PR #2167, opened 2025-01-03
Explainers should be indexed using `team_id`, not `team_slug`

jayjay-w:
## Description

Currently, fact checks are indexed with `team_id`, but explainers are indexed with `team_slug`. Here we are changing the indexing for explainers to use `team_id`.

We are also adding a rake task to re-index  existing explainers.

References: CV2-5825

## How to test
Confirm that the rake task runs successfully:

```ruby
bundle exec rake check:migrate:reindex_explainers
```

## Checklist


caiosba:
Tagging @DGaffney and @computermacgyver to review as well.

app/models/explainer.rb
```diff
@@ -61,7 +61,7 @@ def self.update_paragraphs_in_alegre(id, previous_paragraphs_count, timestamp)
 
     base_context = {
       type: 'explainer',
-      team: explainer.team.slug,
+      team: explainer.team.id,
```
DGaffney, line 64: I believe this needs to be `team_id` instead?

app/models/explainer.rb
```diff
@@ -107,7 +107,7 @@ def self.search_by_similarity(text, language, team_id, limit)
     models_thresholds = Explainer.get_alegre_models_and_thresholds(team_id)
     context = {
       type: 'explainer',
-      team: Team.find(team_id).slug
+      team: Team.find(team_id).id
```
DGaffney, line 110: Same here - team_id instead of team I think.

caiosba:
@jayjay-w please rebase - @melsawy fixed that test failure in `develop`.

lib/tasks/data/reindex_explainers.rake
```diff
@@ -0,0 +1,60 @@
...
+                  next if field_value.to_s.empty?
+  
+                  doc = Bot::Alegre.send_to_text_similarity_index_package(
+                    pm,
+                    field,
+                    field_value,
+                    Bot::Alegre.item_doc_id(pm, field)
+                  )
+  
+                  Bot::Alegre.query_async_with_params(doc, Bot::Alegre.get_pm_type(pm))
```
DGaffney, line 37: Looks good!

DGaffney (changes requested):
Change team to team_id unless I'm missing something?

app/models/explainer.rb
caiosba: In this case, both should work, but `explainer.team_id` is "faster".

app/models/explainer.rb
caiosba: Yes, no need to load the team object from the ID and to then get the ID... just replace this whole thing by the `team_id` variable.

lib/tasks/data/reindex_explainers.rake
caiosba, line 1: For consistency, I think it's better to have this rake task under `lib/tasks/migrate` than `lib/tasks/data`. Please follow the file naming convention there.

lib/tasks/data/reindex_explainers.rake
```diff
@@ -0,0 +1,60 @@
+namespace :check do
+    namespace :data do
+      # bundle exec rake check:data:reindex_explainers
```
caiosba, line 3: When moving this file to lib/tasks/migrate, please update the namespace and comment accordingly.

lib/tasks/data/reindex_explainers.rake
```diff
@@ -0,0 +1,60 @@
...
+      desc 'Reindex all explainers in the system'
+      task :reindex_explainers => [:environment] do
+        old_logger = ActiveRecord::Base.logger
+        ActiveRecord::Base.logger = nil
+  
+        errors = []
+        current_time = Time.now
+        event_id = ENV['EVENT_ID'] || Digest::MD5.hexdigest("reindex_all_explainers_#{current_time.to_i}")
```
caiosba, line 11: Looks like you copy-and-pasted this line from some other rake task but it's not used for anything here. So please delete this line.

lib/tasks/data/reindex_explainers.rake
```diff
@@ -0,0 +1,60 @@
...
+  
+        puts "[#{current_time}] Starting reindex of all explainers"
+        
+        begin
+            explainers_query = ProjectMedia.joins("INNER JOIN annotations ON annotations.annotated_id = project_medias.id AND annotations.annotated_type = 'ProjectMedia'")
+            .where(annotations: { annotation_type: 'explainer' })
```
caiosba, line 17: Explainer is not an annotation type, it's a model... you made the change from team slug to team id in the `Explainer` model, you should iterate through `Explainer.all` (paginated, of course). In order for the rake task to be idempotent, I suggest that you store in Redis the last ID that was migrated and iterate from there. There are many examples of that in the codebase, under `lib/tasks/migrate`, but in a nutshell, the convention we use is something like:

```ruby
cache_key = 'check:migrate:reindex_explainers:last_migrated_id'

last_migrated_id = Rails.cache.read(cache_key).to_i

Explainer.where('id > ?', last_migrated_id).order('id ASC').find_each do |explainer|
  # Code to re-index explainer goes here
  Rails.cache.write(cache_key, explainer.id)
end

Rails.cache.delete(cache_key)
```

lib/tasks/data/reindex_explainers.rake
caiosba, line 37: This logic is _right_ for project media fields (that's what Devin means by "looks good"), but for explainers we just index the whole explainer object, and we do so paragraph by paragraph. So, this whole block needs to be replaced. 

Here is how an explainer is indexed: https://github.com/meedan/check-api/blob/b14402df83bdaece5f3174876cda8ebe3cfb86d8/app/models/explainer.rb#L55.

For each `explainer`, I think you can do:

```ruby
Explainer.update_paragraphs_in_alegre(explainer.id, 0, Time.now.to_f)
```

lib/tasks/data/reindex_explainers.rake
```diff
@@ -0,0 +1,60 @@
...
+                    field_value,
+                    Bot::Alegre.item_doc_id(pm, field)
+                  )
+  
+                  Bot::Alegre.query_async_with_params(doc, Bot::Alegre.get_pm_type(pm))
+                end
+              rescue StandardError => e
+                errors << e
+                puts "[#{Time.now}] Error reindexing ProjectMedia with ID #{pm.id}: #{e.message}"
+                CheckSentry.notify(e, project_media_id: pm.id)
```
caiosba, line 42: We don't need to report a rake task error to Sentry, please remove this line.

lib/tasks/data/reindex_explainers.rake
```diff
@@ -0,0 +1,60 @@
...
+              end
+            end
+          end
+  
+          if errors.any?
+            raise Check::ExplainerReindexing::IncompleteRunError.new("Failed to reindex #{errors.length} explainers")
```
caiosba, line 48: Is this constant defined anywhere? Since this is a one-off rake task, you can just `raise('Error message')`.

test/lib/tasks/reindex_explainers_test.rb
```diff
@@ -0,0 +1,46 @@
+require_relative '../../test_helper'
+require 'rake'
+
+class ReindexExplainersTest < ActiveSupport::TestCase
+  def setup
+    super
```
caiosba, line 6: We shouldn't need to call `super` here (it makes tests slower).

test/lib/tasks/reindex_explainers_test.rb
```diff
@@ -0,0 +1,46 @@
...
+    @explainer_pm = create_project_media
+    create_annotation(annotation_type: @explainer_annotation_type, annotated: @explainer_pm)
+
+    # Mock Alegre behavior
+    Bot::Alegre.stubs(:query_async_with_params).returns("done")
+    Bot::Alegre.stubs(:send_to_text_similarity_index_package).returns({})
+  end
+
+  def teardown
+    super
```
caiosba, line 26: We shouldn't need to call super here (it makes tests slower).

test/lib/tasks/reindex_explainers_test.rb
caiosba, line 1: Please update tests based on the changes to the rake task itself.

caiosba (changes requested):
@jayjay-w, there are some inconsistencies here. Please review my comments and let me know if you have any questions. In general, let's try to avoid cycles of code/review/deploy/test by testing things locally first. These issues could have been identified if you had tested the changes locally beforehand.

Please run the following tests in your local development environment, using your local Telegram tipline, before resubmitting for review:

1. Create an explainer using the old Check API code (from develop, prior to these changes).
2. Ensure it is indexed in Alegre (you should see the Alegre calls in the docker-compose output).
3. Send a query (more than 3 words) to the tipline and confirm that the explainer is returned as a search result.
4. Switch to the new version of the code (i.e., the changes in this branch).
5. Send the same query to the tipline and confirm that the explainer is not returned as a search result (since it was indexed with the team slug but is being queried with the team ID).
6. Run the rake task to re-index the explainers.
7. Send the same query to the tipline and confirm that the explainer is returned as a search result.

This means that you should make sure that Alegre/Presto is running fine in your local development environment, which is important for other tasks, so it's worth the effort. Devin can help with that setup.

Please keep me updated on your progress with each of these steps, and let me know if you need assistance at any point.

app/models/explainer.rb
jayjay-w: Thank you both, I updated this to `team_id`

lib/tasks/migrate/20250108070424_reindex_explainers.rake
```diff
@@ -0,0 +1,27 @@
...
+    puts "[#{Time.now}] Starting reindex of all explainers"
+
+    Explainer.where('id > ?', last_migrated_id).order('id ASC').find_each(batch_size: 100) do |explainer|
+      begin
+        Explainer.update_paragraphs_in_alegre(explainer.id, 0, Time.now.to_f)
+        Rails.cache.write(cache_key, explainer.id)
+        puts "[#{Time.now}] Successfully reindexed explainer with ID #{explainer.id}"
+      rescue StandardError => e
+        Rails.logger.error "[#{Time.now}] Error reindexing explainer with ID #{explainer.id}: #{e.message}"
+        CheckSentry.notify(e, explainer_id: explainer.id)
```
caiosba, line 19: Please remove this line, we don't need to notify Sentry from rake tasks.

lib/tasks/migrate/20250108070424_reindex_explainers.rake
```diff
@@ -0,0 +1,27 @@
...
+      end
+    end
+
+    Rails.cache.delete(cache_key)
+    puts "[#{Time.now}] Successfully reindexed all explainers"
```
caiosba, line 24: Not sure if it's the GitHub UI messing things up, but the indentation looks wrong here.

test/lib/tasks/migrate/20250108070424_reindex_explainers_test.rb
```diff
@@ -0,0 +1,34 @@
...
+    Rake::Task.define_task(:environment)
+    Rake::Task['check:migrate:reindex_explainers'].reenable
+
+    @explainer = create_explainer
+    Explainer.stubs(:update_paragraphs_in_alegre).returns(true)
+    Rails.cache.write('check:migrate:reindex_explainers:last_migrated_id', 0)
+  end
+
+  def teardown
+    [@explainer].each(&:destroy)
```
caiosba, line 16: Why iterate over an array of one?

caiosba (changes requested):

lib/tasks/data/reindex_explainers.rake
jayjay-w: Done!

caiosba:
@DGaffney , since you requested changes, kindly re-review.

caiosba (approved):
Thanks for applying comments from code review. Looks good now. I also tested it locally (according to the test plan I shared here before) and it works well. I'll add details to the ticket.

app/models/explainer.rb
```diff
@@ -61,7 +61,7 @@ def self.update_paragraphs_in_alegre(id, previous_paragraphs_count, timestamp)
 
     base_context = {
       type: 'explainer',
-      team: explainer.team.slug,
+      team: explainer.team_id,
```
computermacgyver, line 64: Let's rename `team` to `team_id` to be consistent with how we index fact-checks?
https://github.com/meedan/check-api/blob/819bc4a3d3a834de2be6f5bee5e50e69ef996b76/app/models/concerns/alegre_v2.rb#L264

app/models/explainer.rb
```diff
@@ -107,7 +107,7 @@ def self.search_by_similarity(text, language, team_id, limit)
     models_thresholds = Explainer.get_alegre_models_and_thresholds(team_id)
     context = {
       type: 'explainer',
-      team: Team.find(team_id).slug
+      team: team_id
```
computermacgyver, line 110: As above, I'd rename `team` to `team_id` to be consistent with how we index fact-checks

computermacgyver (changes requested):
Minor suggestion to better align with how we index fact-checks
(see https://github.com/meedan/check-api/blob/819bc4a3d3a834de2be6f5bee5e50e69ef996b76/app/models/concerns/alegre_v2.rb#L263-L267)

In a similar move, I also think we should also change `context: base_context.merge({ paragraph: count })` and `context: base_context.merge({ field: 'title' })` to include `explainer_id: explainer.id` similar to how fact-checks index a `project_media_id` in their context.

app/models/explainer.rb
caiosba: Since I was still here... done!

app/models/explainer.rb
caiosba: Since I was still here... done!

caiosba:
Thanks @computermacgyver , since I was still on this PR, I made this change and re-tested locally. Kindly re-review.

jayjay-w:
@computermacgyver I reviewed Caio's change and approved+merged this PR. Let me know in case you catch anything I might have missed! Thank you very much for your suggestion.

■ To do
Give back exactly the lines of the listing above, starting with its first line and ending with the line that holds "## Checklist".

■ Written solution
PR #2167, opened 2025-01-03
Explainers should be indexed using `team_id`, not `team_slug`

jayjay-w:
## Description

Currently, fact checks are indexed with `team_id`, but explainers are indexed with `team_slug`. Here we are changing the indexing for explainers to use `team_id`.

We are also adding a rake task to re-index  existing explainers.

References: CV2-5825

## How to test
Confirm that the rake task runs successfully:

```ruby
bundle exec rake check:migrate:reindex_explainers
```

## Checklist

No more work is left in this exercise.